## Description of the task
Retype the listing in full. Change nothing.

## Extracted entries
──────────

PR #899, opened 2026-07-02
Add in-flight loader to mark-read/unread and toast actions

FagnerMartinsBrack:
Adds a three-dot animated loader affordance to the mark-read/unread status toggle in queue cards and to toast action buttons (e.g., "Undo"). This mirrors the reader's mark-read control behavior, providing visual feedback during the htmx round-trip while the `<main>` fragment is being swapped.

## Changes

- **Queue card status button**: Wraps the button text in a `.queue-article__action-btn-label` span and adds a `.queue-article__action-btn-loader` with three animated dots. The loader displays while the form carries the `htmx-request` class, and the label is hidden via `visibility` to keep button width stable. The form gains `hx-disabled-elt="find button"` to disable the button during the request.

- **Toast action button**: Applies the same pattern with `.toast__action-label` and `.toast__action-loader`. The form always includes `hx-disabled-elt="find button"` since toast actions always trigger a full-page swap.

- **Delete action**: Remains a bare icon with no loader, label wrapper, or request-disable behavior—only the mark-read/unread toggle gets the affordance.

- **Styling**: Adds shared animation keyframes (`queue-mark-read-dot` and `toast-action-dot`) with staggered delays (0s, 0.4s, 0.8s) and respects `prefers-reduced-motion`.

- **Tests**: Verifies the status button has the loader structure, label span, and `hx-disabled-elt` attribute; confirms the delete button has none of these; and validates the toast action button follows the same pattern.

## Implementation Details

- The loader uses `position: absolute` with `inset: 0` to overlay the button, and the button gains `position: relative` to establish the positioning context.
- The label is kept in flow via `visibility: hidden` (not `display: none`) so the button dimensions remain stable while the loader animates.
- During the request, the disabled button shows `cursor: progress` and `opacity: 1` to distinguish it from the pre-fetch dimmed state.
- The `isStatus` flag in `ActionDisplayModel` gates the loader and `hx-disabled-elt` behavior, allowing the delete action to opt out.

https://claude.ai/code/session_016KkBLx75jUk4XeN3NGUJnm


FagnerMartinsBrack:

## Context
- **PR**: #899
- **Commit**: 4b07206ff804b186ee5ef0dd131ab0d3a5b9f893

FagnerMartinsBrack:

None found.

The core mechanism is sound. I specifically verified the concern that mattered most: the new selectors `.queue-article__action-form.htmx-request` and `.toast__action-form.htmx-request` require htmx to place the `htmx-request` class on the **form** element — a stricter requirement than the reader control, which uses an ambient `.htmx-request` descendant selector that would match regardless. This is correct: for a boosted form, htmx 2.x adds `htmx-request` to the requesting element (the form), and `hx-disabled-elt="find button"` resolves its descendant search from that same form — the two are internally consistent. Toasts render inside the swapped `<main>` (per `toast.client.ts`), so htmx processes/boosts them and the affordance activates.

──────────

## Written answer
PR #899, opened 2026-07-02
Add in-flight loader to mark-read/unread and toast actions

FagnerMartinsBrack:
Adds a three-dot animated loader affordance to the mark-read/unread status toggle in queue cards and to toast action buttons (e.g., "Undo"). This mirrors the reader's mark-read control behavior, providing visual feedback during the htmx round-trip while the `<main>` fragment is being swapped.

## Changes

- **Queue card status button**: Wraps the button text in a `.queue-article__action-btn-label` span and adds a `.queue-article__action-btn-loader` with three animated dots. The loader displays while the form carries the `htmx-request` class, and the label is hidden via `visibility` to keep button width stable. The form gains `hx-disabled-elt="find button"` to disable the button during the request.

- **Toast action button**: Applies the same pattern with `.toast__action-label` and `.toast__action-loader`. The form always includes `hx-disabled-elt="find button"` since toast actions always trigger a full-page swap.

- **Delete action**: Remains a bare icon with no loader, label wrapper, or request-disable behavior—only the mark-read/unread toggle gets the affordance.

- **Styling**: Adds shared animation keyframes (`queue-mark-read-dot` and `toast-action-dot`) with staggered delays (0s, 0.4s, 0.8s) and respects `prefers-reduced-motion`.

- **Tests**: Verifies the status button has the loader structure, label span, and `hx-disabled-elt` attribute; confirms the delete button has none of these; and validates the toast action button follows the same pattern.

## Implementation Details

- The loader uses `position: absolute` with `inset: 0` to overlay the button, and the button gains `position: relative` to establish the positioning context.
- The label is kept in flow via `visibility: hidden` (not `display: none`) so the button dimensions remain stable while the loader animates.
- During the request, the disabled button shows `cursor: progress` and `opacity: 1` to distinguish it from the pre-fetch dimmed state.
- The `isStatus` flag in `ActionDisplayModel` gates the loader and `hx-disabled-elt` behavior, allowing the delete action to opt out.

https://claude.ai/code/session_016KkBLx75jUk4XeN3NGUJnm


FagnerMartinsBrack:

## Context
- **PR**: #899
- **Commit**: 4b07206ff804b186ee5ef0dd131ab0d3a5b9f893

FagnerMartinsBrack:

None found.

The core mechanism is sound. I specifically verified the concern that mattered most: the new selectors `.queue-article__action-form.htmx-request` and `.toast__action-form.htmx-request` require htmx to place the `htmx-request` class on the **form** element — a stricter requirement than the reader control, which uses an ambient `.htmx-request` descendant selector that would match regardless. This is correct: for a boosted form, htmx 2.x adds `htmx-request` to the requesting element (the form), and `hx-disabled-elt="find button"` resolves its descendant search from that same form — the two are internally consistent. Toasts render inside the swapped `<main>` (per `toast.client.ts`), so htmx processes/boosts them and the affordance activates.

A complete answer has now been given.